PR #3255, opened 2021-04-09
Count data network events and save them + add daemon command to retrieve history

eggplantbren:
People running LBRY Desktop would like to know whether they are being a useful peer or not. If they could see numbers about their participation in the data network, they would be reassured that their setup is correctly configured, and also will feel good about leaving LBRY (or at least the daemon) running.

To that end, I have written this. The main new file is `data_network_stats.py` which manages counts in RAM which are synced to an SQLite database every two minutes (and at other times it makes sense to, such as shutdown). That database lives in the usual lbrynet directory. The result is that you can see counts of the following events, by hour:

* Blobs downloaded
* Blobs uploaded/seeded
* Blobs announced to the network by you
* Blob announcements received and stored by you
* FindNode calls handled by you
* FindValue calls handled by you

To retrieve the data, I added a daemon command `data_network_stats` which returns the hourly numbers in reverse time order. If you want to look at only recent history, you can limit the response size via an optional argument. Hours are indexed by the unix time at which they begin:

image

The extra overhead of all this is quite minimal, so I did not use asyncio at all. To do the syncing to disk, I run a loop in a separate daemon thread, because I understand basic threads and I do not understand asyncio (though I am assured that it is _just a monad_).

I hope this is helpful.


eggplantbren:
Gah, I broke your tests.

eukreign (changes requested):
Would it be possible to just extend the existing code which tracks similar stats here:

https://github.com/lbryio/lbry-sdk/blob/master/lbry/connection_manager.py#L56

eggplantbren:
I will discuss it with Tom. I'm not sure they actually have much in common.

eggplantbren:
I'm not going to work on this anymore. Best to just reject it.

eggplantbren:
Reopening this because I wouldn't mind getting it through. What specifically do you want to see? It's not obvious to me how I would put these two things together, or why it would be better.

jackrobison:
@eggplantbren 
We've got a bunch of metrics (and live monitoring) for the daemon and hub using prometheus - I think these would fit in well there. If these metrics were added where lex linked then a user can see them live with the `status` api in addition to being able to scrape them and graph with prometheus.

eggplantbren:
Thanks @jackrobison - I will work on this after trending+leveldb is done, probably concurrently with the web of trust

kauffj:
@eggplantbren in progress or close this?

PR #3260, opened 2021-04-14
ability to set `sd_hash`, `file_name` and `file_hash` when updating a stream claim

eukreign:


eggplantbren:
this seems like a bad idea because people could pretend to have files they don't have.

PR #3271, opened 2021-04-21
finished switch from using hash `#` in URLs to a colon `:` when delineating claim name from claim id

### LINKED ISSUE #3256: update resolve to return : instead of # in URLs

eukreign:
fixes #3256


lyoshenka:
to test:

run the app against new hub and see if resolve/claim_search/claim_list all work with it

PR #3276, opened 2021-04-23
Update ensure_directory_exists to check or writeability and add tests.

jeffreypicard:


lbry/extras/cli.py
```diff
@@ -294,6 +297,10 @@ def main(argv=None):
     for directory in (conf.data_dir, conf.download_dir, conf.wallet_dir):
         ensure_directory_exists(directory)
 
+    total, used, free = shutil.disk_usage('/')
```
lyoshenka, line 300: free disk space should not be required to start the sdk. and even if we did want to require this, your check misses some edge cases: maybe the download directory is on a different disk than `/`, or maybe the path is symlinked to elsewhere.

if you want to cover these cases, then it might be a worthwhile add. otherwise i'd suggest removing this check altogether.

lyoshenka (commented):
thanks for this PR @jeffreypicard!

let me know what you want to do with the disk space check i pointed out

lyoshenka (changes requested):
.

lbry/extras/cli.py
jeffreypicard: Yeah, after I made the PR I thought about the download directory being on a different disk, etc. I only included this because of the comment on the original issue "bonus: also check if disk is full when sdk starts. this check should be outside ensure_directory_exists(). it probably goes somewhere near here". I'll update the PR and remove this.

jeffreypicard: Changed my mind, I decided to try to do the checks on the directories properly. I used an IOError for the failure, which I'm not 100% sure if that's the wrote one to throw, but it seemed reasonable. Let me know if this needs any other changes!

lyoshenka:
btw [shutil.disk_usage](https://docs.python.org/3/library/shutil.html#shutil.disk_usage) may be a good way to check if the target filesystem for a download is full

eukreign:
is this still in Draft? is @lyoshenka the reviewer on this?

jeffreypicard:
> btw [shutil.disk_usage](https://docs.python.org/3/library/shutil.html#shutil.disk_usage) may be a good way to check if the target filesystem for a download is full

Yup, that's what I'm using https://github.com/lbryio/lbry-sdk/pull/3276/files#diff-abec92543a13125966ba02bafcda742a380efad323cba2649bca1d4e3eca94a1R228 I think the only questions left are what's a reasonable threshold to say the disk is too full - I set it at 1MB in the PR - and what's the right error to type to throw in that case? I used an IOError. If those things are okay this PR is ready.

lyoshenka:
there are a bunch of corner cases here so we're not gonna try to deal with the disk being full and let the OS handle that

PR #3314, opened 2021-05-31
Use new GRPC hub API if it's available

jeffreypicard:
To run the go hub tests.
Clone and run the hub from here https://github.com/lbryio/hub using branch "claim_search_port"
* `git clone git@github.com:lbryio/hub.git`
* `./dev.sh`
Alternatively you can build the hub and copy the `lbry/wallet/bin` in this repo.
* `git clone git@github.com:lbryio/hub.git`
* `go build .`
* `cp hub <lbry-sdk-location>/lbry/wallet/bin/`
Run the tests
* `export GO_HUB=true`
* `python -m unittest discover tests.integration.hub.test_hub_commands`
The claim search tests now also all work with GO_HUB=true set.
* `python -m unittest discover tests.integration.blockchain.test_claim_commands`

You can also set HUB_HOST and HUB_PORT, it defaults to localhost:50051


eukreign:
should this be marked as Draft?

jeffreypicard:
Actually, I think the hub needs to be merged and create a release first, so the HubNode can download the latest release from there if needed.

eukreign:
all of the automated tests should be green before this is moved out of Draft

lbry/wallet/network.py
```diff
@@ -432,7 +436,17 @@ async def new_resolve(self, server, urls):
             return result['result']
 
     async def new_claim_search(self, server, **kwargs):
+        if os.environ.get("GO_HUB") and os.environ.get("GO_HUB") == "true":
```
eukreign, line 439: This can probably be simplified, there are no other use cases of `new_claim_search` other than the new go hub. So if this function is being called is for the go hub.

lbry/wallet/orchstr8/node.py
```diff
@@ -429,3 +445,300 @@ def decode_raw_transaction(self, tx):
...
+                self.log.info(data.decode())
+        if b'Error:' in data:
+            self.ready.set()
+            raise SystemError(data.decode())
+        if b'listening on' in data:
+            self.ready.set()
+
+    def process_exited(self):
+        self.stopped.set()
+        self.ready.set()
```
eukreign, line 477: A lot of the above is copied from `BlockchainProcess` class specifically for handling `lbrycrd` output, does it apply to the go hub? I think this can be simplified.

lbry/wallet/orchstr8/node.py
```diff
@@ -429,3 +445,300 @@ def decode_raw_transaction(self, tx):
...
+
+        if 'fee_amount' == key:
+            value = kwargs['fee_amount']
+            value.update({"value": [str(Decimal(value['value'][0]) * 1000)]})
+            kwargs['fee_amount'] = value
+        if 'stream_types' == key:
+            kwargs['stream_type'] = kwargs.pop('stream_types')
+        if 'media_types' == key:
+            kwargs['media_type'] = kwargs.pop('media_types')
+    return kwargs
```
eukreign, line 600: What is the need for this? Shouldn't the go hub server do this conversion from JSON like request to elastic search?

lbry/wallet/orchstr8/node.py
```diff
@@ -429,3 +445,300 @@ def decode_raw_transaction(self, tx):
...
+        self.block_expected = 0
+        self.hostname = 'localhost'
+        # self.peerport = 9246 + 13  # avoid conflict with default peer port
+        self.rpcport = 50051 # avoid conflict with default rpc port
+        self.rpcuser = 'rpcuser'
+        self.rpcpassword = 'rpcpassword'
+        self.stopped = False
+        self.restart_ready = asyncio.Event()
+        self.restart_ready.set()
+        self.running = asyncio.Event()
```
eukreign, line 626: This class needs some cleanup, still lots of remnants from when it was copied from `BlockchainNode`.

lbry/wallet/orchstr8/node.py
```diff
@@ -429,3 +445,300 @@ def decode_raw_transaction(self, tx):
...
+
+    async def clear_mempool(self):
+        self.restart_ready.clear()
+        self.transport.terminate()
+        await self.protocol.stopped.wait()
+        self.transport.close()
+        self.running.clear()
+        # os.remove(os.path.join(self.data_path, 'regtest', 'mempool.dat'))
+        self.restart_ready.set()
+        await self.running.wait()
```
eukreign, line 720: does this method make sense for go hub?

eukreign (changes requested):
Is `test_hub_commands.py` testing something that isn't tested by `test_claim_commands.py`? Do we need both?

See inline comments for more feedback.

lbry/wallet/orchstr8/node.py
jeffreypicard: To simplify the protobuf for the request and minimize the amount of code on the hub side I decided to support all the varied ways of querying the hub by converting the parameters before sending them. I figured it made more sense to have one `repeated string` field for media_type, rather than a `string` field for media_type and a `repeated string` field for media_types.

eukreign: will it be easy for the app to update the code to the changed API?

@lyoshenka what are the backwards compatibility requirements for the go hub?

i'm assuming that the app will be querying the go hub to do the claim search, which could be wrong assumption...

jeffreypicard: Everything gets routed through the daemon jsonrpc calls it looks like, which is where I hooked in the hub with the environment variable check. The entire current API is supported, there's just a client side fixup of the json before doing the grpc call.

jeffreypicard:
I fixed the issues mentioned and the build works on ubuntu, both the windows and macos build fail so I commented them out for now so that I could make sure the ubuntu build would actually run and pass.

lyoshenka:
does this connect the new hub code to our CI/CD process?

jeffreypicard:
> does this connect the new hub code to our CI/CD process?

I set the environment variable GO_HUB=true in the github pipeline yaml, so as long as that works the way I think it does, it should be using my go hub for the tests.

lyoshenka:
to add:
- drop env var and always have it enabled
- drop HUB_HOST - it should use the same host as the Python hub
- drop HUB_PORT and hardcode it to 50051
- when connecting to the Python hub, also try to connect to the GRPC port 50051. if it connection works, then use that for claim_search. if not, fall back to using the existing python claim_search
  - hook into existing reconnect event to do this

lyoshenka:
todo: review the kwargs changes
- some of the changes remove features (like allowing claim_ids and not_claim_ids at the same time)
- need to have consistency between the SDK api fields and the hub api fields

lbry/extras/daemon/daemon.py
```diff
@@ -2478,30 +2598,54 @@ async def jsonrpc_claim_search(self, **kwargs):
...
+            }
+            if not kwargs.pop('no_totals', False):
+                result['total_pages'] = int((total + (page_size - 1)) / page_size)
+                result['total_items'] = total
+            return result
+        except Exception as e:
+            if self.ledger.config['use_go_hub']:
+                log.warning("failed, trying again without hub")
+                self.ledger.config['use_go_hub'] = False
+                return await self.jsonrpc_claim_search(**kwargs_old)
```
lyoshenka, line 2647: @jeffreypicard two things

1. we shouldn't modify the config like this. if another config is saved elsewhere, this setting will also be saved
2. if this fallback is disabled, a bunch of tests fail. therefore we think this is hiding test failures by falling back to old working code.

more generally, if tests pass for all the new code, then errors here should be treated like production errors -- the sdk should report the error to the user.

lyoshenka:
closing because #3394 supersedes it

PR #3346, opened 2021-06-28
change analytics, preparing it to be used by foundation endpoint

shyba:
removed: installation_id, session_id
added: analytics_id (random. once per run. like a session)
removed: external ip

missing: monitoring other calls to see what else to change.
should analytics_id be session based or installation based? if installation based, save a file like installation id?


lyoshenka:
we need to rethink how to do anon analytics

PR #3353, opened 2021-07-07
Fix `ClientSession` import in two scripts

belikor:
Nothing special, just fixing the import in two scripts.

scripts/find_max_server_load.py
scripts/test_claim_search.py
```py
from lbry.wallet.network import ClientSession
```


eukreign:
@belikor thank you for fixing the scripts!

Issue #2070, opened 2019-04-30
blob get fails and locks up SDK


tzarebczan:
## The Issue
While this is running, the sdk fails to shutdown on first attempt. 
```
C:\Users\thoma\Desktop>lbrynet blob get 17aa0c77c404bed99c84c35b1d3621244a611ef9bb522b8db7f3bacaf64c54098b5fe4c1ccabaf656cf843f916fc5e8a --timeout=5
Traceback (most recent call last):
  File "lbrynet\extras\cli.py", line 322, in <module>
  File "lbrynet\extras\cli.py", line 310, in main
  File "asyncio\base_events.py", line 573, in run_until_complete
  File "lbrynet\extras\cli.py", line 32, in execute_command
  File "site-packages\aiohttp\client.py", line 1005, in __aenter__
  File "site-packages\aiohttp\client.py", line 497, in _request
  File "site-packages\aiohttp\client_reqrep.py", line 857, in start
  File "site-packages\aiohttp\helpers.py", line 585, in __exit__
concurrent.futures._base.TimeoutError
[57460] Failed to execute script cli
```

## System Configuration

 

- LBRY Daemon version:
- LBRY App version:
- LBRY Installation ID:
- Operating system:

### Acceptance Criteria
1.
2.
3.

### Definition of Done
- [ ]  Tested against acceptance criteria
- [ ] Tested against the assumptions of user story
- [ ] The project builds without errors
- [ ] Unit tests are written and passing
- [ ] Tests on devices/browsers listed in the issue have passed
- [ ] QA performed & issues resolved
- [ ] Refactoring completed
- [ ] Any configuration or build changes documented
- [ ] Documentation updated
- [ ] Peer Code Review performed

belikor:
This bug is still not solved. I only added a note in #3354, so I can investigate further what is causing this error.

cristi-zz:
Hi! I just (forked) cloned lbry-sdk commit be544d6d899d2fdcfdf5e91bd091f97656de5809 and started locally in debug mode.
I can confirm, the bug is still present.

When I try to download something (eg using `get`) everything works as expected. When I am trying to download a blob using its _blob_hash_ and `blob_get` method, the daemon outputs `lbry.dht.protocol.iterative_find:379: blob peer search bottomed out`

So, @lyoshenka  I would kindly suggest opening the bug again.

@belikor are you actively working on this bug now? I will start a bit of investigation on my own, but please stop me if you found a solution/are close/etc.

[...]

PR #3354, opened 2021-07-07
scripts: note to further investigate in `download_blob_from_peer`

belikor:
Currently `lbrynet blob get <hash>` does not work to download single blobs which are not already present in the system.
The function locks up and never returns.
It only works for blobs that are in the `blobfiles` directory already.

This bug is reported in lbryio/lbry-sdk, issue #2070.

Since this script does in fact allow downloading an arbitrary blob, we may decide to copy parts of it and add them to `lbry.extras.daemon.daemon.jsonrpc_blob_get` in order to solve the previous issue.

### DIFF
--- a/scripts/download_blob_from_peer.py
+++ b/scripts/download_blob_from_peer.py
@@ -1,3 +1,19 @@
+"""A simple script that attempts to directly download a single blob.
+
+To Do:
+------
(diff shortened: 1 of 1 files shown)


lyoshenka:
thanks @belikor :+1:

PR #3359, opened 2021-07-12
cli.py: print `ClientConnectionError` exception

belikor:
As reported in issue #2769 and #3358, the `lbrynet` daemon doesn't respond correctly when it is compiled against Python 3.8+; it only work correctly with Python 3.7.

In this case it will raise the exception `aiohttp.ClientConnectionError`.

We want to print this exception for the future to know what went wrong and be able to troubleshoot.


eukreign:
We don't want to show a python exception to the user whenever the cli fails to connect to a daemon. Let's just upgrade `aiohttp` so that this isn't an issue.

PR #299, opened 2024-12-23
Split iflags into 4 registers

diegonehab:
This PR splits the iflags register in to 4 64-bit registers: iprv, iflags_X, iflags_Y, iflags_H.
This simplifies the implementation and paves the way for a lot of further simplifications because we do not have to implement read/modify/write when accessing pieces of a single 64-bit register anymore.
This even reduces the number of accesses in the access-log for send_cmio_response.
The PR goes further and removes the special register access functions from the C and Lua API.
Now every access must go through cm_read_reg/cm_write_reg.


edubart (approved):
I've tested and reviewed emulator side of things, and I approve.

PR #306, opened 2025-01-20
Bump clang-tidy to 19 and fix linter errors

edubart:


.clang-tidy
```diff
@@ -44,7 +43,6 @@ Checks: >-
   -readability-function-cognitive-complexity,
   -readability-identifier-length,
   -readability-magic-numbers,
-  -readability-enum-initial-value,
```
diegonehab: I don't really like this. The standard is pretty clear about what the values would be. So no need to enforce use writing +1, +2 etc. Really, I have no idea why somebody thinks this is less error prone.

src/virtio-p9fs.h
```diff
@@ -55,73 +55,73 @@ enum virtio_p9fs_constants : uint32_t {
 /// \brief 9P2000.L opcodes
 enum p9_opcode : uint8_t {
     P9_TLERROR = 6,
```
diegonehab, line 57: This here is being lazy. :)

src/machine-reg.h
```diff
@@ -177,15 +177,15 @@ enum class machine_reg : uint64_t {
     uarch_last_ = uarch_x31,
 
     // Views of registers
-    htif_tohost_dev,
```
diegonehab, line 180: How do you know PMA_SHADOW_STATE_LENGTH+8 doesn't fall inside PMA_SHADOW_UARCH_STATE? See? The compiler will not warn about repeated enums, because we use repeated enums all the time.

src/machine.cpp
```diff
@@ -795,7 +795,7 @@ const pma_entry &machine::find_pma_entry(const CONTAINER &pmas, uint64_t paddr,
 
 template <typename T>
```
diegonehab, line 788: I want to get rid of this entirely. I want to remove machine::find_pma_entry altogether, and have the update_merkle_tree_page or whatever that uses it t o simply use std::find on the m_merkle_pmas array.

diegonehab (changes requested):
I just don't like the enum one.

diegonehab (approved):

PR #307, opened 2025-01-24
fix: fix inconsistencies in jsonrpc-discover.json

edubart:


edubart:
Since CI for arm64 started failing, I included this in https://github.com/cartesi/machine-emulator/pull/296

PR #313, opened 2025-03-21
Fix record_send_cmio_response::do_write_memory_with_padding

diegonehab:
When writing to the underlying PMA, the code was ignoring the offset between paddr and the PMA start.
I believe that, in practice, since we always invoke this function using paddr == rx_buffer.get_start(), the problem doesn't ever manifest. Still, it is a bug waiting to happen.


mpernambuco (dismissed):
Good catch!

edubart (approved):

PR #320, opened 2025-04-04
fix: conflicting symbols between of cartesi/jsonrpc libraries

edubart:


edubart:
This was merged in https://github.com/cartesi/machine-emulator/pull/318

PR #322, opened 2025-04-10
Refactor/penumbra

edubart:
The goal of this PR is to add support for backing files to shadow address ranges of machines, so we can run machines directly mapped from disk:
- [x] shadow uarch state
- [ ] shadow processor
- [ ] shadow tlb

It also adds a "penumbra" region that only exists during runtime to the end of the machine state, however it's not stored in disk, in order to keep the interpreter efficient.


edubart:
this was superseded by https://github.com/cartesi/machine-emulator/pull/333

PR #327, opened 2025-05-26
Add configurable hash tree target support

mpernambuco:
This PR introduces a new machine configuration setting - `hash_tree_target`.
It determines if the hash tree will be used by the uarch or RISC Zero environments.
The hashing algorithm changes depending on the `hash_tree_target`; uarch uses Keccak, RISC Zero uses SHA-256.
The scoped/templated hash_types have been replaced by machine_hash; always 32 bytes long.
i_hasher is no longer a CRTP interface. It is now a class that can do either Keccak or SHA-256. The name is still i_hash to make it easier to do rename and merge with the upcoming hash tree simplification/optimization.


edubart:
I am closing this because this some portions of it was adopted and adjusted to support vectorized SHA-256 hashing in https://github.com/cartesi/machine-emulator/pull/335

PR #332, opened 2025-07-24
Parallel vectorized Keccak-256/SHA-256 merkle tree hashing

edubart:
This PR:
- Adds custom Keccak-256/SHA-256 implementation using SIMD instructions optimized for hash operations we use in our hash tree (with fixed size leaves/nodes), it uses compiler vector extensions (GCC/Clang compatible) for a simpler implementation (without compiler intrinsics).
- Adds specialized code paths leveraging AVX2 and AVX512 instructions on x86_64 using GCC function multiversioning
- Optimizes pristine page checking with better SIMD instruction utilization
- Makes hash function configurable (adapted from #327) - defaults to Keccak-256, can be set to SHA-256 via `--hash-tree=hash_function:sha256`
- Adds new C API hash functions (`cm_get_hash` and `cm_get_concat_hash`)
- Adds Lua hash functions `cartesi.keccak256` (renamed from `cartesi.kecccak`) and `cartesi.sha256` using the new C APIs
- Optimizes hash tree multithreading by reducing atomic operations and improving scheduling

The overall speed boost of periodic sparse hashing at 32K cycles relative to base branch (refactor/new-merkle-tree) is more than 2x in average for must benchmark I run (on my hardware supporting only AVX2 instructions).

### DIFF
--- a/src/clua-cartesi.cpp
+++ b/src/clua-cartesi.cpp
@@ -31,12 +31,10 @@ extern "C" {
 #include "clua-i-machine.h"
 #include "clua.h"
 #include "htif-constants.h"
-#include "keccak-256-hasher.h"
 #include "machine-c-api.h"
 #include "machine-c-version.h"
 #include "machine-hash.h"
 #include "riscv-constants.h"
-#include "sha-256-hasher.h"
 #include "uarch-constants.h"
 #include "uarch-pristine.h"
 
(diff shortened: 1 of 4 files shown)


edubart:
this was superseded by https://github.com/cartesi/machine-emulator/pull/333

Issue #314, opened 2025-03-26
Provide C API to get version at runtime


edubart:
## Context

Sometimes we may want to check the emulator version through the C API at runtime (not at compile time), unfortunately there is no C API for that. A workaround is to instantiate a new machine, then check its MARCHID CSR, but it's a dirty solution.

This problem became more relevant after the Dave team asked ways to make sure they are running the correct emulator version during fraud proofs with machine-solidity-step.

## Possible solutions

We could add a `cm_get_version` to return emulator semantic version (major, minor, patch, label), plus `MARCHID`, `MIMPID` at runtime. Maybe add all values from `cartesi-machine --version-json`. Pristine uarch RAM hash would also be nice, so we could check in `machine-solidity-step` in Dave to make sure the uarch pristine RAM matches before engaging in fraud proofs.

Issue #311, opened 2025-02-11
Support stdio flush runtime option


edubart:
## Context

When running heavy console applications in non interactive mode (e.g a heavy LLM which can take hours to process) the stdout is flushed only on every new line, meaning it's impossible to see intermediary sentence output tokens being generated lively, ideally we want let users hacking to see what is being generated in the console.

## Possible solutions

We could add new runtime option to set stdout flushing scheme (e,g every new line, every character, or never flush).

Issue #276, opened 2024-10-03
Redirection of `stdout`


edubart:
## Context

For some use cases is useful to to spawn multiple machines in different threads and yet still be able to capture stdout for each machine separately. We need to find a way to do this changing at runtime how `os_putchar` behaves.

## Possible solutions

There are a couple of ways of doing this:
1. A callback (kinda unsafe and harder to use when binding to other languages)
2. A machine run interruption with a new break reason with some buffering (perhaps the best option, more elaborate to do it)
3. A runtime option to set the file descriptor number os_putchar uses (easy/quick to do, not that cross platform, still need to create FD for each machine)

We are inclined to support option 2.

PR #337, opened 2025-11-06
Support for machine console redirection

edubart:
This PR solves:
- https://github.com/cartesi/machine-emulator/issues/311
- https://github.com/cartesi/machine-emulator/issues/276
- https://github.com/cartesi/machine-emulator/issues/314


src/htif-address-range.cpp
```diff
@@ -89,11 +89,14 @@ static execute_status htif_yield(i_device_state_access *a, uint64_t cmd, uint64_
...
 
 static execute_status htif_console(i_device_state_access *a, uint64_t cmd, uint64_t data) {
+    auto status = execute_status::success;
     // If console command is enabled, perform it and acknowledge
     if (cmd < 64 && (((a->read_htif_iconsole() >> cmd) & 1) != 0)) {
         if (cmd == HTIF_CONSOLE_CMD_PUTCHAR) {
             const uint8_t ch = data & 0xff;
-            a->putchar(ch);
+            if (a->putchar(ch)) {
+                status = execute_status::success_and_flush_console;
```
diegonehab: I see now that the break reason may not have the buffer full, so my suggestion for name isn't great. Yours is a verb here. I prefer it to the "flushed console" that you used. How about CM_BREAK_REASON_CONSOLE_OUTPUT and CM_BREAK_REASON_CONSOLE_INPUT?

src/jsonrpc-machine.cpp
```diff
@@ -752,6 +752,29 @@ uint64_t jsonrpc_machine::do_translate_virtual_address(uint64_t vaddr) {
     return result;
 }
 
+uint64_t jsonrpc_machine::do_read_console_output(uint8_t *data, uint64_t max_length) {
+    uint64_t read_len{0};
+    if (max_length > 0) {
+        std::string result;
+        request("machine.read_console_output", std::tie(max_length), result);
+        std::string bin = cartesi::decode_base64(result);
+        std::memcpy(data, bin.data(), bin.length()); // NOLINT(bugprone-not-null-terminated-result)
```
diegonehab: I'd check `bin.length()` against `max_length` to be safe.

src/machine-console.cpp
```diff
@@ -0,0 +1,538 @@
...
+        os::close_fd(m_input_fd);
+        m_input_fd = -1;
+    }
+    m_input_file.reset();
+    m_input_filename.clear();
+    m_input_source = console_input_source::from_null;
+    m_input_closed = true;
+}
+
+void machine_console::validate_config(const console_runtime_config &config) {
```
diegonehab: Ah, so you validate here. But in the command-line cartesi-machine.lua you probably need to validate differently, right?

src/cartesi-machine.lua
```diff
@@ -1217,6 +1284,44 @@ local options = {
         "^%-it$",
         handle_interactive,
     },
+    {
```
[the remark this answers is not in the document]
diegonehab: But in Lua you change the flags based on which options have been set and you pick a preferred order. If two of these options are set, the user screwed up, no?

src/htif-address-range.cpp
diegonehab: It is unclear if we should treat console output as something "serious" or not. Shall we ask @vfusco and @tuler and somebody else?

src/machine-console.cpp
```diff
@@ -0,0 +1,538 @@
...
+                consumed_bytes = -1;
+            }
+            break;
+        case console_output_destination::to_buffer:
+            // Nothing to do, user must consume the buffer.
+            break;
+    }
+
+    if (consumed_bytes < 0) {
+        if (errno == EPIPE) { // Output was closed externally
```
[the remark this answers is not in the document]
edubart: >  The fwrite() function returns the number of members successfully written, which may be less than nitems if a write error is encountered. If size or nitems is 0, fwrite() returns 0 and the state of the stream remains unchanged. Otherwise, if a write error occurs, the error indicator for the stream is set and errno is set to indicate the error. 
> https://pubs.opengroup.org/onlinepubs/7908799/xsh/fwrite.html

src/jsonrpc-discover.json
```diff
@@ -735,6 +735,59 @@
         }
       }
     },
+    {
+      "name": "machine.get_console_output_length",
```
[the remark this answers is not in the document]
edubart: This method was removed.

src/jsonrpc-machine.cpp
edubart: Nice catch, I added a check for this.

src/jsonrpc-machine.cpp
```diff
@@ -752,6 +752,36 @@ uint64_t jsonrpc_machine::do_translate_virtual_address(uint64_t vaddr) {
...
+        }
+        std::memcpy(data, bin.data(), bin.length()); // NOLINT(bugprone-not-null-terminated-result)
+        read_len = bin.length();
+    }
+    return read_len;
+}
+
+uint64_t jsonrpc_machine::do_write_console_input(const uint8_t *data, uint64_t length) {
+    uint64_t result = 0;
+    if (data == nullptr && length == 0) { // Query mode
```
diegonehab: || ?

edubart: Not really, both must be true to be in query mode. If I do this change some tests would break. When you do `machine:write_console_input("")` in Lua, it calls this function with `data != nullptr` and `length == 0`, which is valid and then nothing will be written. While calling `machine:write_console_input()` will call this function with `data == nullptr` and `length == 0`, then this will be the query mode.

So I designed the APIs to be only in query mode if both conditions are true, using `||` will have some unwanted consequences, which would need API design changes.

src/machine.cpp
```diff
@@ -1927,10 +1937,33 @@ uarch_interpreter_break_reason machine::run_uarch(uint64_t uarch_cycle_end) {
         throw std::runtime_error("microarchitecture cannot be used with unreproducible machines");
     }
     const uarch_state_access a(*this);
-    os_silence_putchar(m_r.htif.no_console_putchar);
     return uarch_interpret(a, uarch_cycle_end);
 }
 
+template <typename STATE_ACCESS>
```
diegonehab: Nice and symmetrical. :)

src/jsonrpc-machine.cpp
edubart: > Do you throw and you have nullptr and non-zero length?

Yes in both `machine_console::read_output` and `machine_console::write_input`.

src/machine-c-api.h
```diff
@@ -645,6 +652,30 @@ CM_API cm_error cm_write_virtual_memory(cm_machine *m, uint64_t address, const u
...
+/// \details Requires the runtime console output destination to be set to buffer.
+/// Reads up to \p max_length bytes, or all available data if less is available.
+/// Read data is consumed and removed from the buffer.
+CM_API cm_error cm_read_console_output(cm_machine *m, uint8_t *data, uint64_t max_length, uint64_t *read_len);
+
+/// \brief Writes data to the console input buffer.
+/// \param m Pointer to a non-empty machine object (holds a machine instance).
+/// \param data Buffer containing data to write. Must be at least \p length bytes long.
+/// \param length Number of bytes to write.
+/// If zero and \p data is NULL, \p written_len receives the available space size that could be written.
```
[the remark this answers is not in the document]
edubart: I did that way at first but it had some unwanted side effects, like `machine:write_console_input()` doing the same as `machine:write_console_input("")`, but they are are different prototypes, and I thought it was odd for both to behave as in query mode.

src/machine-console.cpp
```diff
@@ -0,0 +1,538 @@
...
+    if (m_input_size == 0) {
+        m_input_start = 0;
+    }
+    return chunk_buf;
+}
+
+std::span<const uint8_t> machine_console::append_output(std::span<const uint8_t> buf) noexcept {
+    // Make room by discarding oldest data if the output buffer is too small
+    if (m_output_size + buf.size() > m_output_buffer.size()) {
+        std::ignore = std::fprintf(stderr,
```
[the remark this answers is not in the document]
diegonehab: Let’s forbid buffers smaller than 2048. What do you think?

####

• [AIM OF THE TASK] Reproduce each line in the listing above that mentions the string "been".

• [RESULT OF THIS EXERCISE]
The scoped/templated hash_types have been replaced by machine_hash; always 32 bytes long.
diegonehab: But in Lua you change the flags based on which options have been set and you pick a preferred order. If two of these options are set, the user screwed up, no?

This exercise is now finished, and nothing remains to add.